*Assigned task:* Among the records below, which lines contain the string "like"? Report them.

*Extracted information:*
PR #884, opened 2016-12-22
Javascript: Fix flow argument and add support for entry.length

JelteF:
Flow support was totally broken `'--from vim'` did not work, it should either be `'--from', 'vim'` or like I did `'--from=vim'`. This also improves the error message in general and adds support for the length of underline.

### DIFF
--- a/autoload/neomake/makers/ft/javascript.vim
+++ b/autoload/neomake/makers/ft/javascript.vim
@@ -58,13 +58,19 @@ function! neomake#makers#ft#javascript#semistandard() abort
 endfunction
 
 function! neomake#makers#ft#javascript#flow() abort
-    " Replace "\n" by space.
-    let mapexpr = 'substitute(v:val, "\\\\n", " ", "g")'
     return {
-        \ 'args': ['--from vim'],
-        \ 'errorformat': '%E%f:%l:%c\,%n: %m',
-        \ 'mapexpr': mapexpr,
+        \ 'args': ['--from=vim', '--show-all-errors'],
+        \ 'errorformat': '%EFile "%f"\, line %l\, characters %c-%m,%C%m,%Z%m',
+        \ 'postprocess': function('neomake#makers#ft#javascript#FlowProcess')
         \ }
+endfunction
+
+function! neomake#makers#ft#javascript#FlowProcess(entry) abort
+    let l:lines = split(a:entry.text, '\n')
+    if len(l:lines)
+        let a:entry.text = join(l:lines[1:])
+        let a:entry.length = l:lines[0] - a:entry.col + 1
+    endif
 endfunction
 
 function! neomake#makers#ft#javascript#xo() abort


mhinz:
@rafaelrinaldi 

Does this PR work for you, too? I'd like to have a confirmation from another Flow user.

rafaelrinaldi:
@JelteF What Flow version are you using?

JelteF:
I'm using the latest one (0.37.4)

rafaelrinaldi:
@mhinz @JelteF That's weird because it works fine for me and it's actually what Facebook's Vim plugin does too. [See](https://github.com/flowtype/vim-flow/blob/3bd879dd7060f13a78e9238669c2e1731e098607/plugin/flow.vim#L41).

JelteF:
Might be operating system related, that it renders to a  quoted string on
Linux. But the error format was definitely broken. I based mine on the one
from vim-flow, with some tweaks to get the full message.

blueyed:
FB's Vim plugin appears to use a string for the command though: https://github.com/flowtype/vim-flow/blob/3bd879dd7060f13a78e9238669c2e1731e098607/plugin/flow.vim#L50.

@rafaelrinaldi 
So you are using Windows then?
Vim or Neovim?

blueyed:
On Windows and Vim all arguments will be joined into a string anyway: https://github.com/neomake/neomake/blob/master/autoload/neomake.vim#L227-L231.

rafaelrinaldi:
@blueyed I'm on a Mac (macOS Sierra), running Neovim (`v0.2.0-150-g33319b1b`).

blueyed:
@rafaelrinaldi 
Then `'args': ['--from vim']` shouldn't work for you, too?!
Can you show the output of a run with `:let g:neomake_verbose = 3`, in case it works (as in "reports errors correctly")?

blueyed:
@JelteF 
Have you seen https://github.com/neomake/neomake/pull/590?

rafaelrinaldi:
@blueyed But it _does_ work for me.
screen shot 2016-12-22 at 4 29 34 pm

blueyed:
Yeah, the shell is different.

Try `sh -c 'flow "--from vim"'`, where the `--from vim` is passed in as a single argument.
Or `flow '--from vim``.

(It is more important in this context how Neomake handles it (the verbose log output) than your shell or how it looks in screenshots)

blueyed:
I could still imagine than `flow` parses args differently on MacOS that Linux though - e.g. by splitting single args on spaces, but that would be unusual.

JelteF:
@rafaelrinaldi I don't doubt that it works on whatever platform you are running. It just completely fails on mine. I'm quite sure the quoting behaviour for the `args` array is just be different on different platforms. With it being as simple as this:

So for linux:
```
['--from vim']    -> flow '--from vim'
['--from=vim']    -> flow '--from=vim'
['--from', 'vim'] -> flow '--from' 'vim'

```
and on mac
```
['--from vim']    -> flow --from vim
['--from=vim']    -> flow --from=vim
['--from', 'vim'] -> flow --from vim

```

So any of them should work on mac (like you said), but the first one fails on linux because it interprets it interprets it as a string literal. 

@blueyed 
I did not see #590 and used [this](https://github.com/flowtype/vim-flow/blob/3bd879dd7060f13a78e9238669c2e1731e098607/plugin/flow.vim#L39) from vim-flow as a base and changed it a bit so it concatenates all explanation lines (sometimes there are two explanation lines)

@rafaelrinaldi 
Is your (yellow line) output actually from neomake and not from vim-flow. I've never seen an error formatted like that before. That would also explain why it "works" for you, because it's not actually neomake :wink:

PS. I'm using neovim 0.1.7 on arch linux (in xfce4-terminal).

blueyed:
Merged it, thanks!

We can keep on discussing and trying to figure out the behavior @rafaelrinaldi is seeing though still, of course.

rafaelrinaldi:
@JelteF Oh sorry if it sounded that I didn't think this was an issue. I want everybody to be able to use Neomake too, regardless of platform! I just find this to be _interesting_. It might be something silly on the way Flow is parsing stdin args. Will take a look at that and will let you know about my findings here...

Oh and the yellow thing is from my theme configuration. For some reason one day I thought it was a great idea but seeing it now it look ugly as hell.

*Answer to this exercise:*
Flow support was totally broken `'--from vim'` did not work, it should either be `'--from', 'vim'` or like I did `'--from=vim'`. This also improves the error message in general and adds support for the length of underline.
Does this PR work for you, too? I'd like to have a confirmation from another Flow user.
So any of them should work on mac (like you said), but the first one fails on linux because it interprets it interprets it as a string literal. 
Is your (yellow line) output actually from neomake and not from vim-flow. I've never seen an error formatted like that before. That would also explain why it "works" for you, because it's not actually neomake :wink:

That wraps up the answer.